-- Task objective --
Would you please set down the lines of the data from the one containing "muneebahmed10, line 51: Wording" to the final line, exactly and only those?

Segment Start: Information given

PR #1892, opened 2020-04-10
Retry using exponential backoff upon connection failure with GGD system tests

yourslab:
Description
-----------

GGD_JSONRequestStart method creates a connection to a specified host and port by using the Sockets API. If that connection fails, then the test completely fails. This PR addresses this issue by wrapping the method around RETRY_EXPONENTIAL, which retries the method with exponential backoff if the expected status is not returned. 

Also considered retries for the library function instead but this masks the problem that really needs to be handled in the network layer.

Checklist:
----------

- [ ] My code is Linted.

### DIFF
--- a/libraries/freertos_plus/aws/greengrass/test/aws_test_ggd_system.c
+++ b/libraries/freertos_plus/aws/greengrass/test/aws_test_ggd_system.c
@@ -79,7 +79,7 @@ static BaseType_t prvGGD_JSONRequestGetFileLoop( uint32_t ulBufferSize,
 static BaseType_t prvGGD_JSONRequestStart( const char * pcHostAddress,
                                            uint16_t usGGDPort,
                                            const char * pcThingName,
-                                           Socket_t * pxSocket)
+                                           Socket_t * pxSocket);
 
 TEST_GROUP( GGD_System );
 
@@ -135,9 +135,9 @@ static BaseType_t prvGGD_JSONRequestGetFileLoop( uint32_t ulBufferSize,
 }
 
 static BaseType_t prvGGD_JSONRequestStart( const char * pcHostAddress,
-                                        uint16_t usGGDPort,
-                                        const char * pcThingName,
-                                        Socket_t * pxSocket )
+                                           uint16_t usGGDPort,
+                                           const char * pcThingName,
+                                           Socket_t * pxSocket )
 {
     BaseType_t xStatus;
 
@@ -162,9 +162,9 @@ TEST( GGD_System, JSONRequestAbort )
         GGD_JSONRequestAbort( &xSocket );
 
         prvGGD_JSONRequestStart( clientcredentialMQTT_BROKER_ENDPOINT,
-                              clientcredentialGREENGRASS_DISCOVERY_PORT,
-                              clientcredentialIOT_THING_NAME,
-                              &xSocket );
+                                 clientcredentialGREENGRASS_DISCOVERY_PORT,
+                                 clientcredentialIOT_THING_NAME,
+                                 &xSocket );
         GGD_JSONRequestAbort( &xSocket );
     }
     else
@@ -326,9 +326,9 @@ TEST( GGD_System, GetIPandCertificateFromJSON )
 
         xAutoSearchFlag = pdTRUE;
         xStatus = prvGGD_JSONRequestStart( clientcredentialMQTT_BROKER_ENDPOINT,
-                                        clientcredentialGREENGRASS_DISCOVERY_PORT,
-                                        clientcredentialIOT_THING_NAME,
-                                        &xSocket );
+                                           clientcredentialGREENGRASS_DISCOVERY_PORT,
+                                           clientcredentialIOT_THING_NAME,
+                                           &xSocket );
 
         if( xStatus == pdPASS )
         {
@@ -458,9 +458,9 @@ TEST( GGD_System, JSONRequestGetFile )
          *  @{
          */
         xStatus = prvGGD_JSONRequestStart( clientcredentialMQTT_BROKER_ENDPOINT,
-                                        clientcredentialGREENGRASS_DISCOVERY_PORT,
-                                        clientcredentialIOT_THING_NAME,
-                                        &xSocket );
+                                           clientcredentialGREENGRASS_DISCOVERY_PORT,
+                                           clientcredentialIOT_THING_NAME,
+                                           &xSocket );
 
         if( xStatus == pdPASS )
         {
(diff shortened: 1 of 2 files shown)


libraries/freertos_plus/aws/greengrass/test/aws_test_ggd_system.c
```diff
@@ -166,6 +206,15 @@ TEST( GGD_System, GetGGCIPandCertificate )
                                                   cBuffer, /*lint !e971 can use char without signed/unsigned. */
                                                   ulBufferSize,
                                                   &xHostAddressData );
+            RETRY_EXPONENTIAL( xStatus - GGD_GetGGCIPandCertificate( clientcredentialMQTT_BROKER_ENDPOINT,
```
muneebahmed10, line 209: `xStatus - `? Should it be `=`? Also, the previous call to `GGD_GetGGCIPandCertificate` was not deleted so this will run twice.

libraries/freertos_plus/aws/greengrass/test/aws_test_ggd_system.c
```diff
@@ -166,6 +206,15 @@ TEST( GGD_System, GetGGCIPandCertificate )
...
+                                                                     clientcredentialGREENGRASS_DISCOVERY_PORT,
+                                                                     clientcredentialIOT_THING_NAME,
+                                                                     cBuffer, /*lint !e971 can use char without signed/unsigned. */
+                                                                     ulBufferSize,
+                                                                     &xHostAddressData ),
+                               pdPASS,
+                               IOT_TEST_GGD_INITIAL_CONNECTION_RETRY_DELAY,
+                               IOT_TEST_GGD_CONNECT_RETRY_COUNT );
```
muneebahmed10, line 217: This is in a `for` loop that runs this function 10 times to see if it succeeds every time. If we're adding a retry to deal with network flakiness, then I don't think it still makes sense to require this function to succeed 10 times in a row.

yourslab: So do you suggest removing the retry or removing the loop?

libraries/freertos_plus/aws/greengrass/test/aws_test_ggd_system.c
yourslab: Must have had too much caffeine.

libraries/freertos_plus/aws/greengrass/test/aws_test_ggd_system.c
muneebahmed10: I meant removing the loop would be best here. I'm not sure why we want to have 10 consecutive successes here, and since this line is usually where this test fails, adding a retry would probably help. I think we should remove the loop and add a retry if everyone else is fine with it.

libraries/freertos_plus/aws/greengrass/test/aws_test_ggd_system.c
```diff
@@ -158,20 +197,20 @@ TEST( GGD_System, GetGGCIPandCertificate )
...
-                                                  cBuffer, /*lint !e971 can use char without signed/unsigned. */
-                                                  ulBufferSize,
-                                                  &xHostAddressData );
-
-            snprintf( cMsgBuffer, nBufferLength,
-                      "GGD_GetGGCIPandCertificate returned %d on iteration %d",
-                      ( int ) xStatus, ( int ) i );
-            TEST_ASSERT_EQUAL_INT32_MESSAGE( pdPASS, xStatus, cBuffer );
-        }
+        RETRY_EXPONENTIAL( xStatus - GGD_GetGGCIPandCertificate( clientcredentialMQTT_BROKER_ENDPOINT,
```
muneebahmed10, line 200: `=` again

libraries/freertos_plus/aws/greengrass/test/aws_test_ggd_system.c
```diff
@@ -158,20 +197,20 @@ TEST( GGD_System, GetGGCIPandCertificate )
...
+                                                                 cBuffer, /*lint !e971 can use char without signed/unsigned. */
+                                                                 ulBufferSize,
+                                                                 &xHostAddressData ),
+                           pdPASS,
+                           IOT_TEST_GGD_INITIAL_CONNECTION_RETRY_DELAY,
+                           IOT_TEST_GGD_CONNECT_RETRY_COUNT );
+
+        snprintf( cMsgBuffer, nBufferLength,
+                  "GGD_GetGGCIPandCertificate returned %d on iteration %d",
+                  ( int ) xStatus, ( int ) i );
```
muneebahmed10, line 212: Doesn't seem to make sense anymore since it's not in a loop. I'm not sure what the purpose of `cMsgBuffer` was before this either since it doesn't seem to be used later. Is `i` even used anymore in this function?

libraries/freertos_plus/aws/greengrass/test/aws_test_ggd_system.c
```diff
@@ -31,15 +31,34 @@
...
+ */
+#ifndef IOT_TEST_GGD_INITIAL_CONNECTION_RETRY_DELAY
+    #define IOT_TEST_GGD_INITIAL_CONNECTION_RETRY_DELAY    ( ( uint32_t ) 1100 )
+#endif
+
+/**
+ * @brief The amount of times to retry a request if it fails.
+ */
+#ifndef IOT_TEST_GGD_CONNECT_RETRY_COUNT
+    #define IOT_TEST_GGD_CONNECT_RETRY_COUNT    ( 1 )
```
dan4thewin, line 54: If this is 1, does that mean there is no retry, but rather a single attempt?

yourslab: 1 means a single attempt. I shall comment that out. Thank you!

libraries/freertos_plus/aws/greengrass/test/aws_test_ggd_system.c
```diff
@@ -31,15 +31,34 @@
...
 
+/**
+ * @brief The initial delay in milliseconds that is doubled each retry of request.
+ */
+#ifndef IOT_TEST_GGD_INITIAL_CONNECTION_RETRY_DELAY
+    #define IOT_TEST_GGD_INITIAL_CONNECTION_RETRY_DELAY    ( ( uint32_t ) 1100 )
+#endif
+
+/**
+ * @brief The amount of times to retry a connection if it fails with 1 being a single attempt.
```
muneebahmed10, line 51: Wording still seems a bit off to me. How would you feel about something like:
```
The number of times to try a connection. Values greater than 1 will retry on failure with an exponential backoff.
```

yourslab: Sounds good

Segment End: Information given

-- Result --
muneebahmed10, line 51: Wording still seems a bit off to me. How would you feel about something like:
```
The number of times to try a connection. Values greater than 1 will retry on failure with an exponential backoff.
```

yourslab: Sounds good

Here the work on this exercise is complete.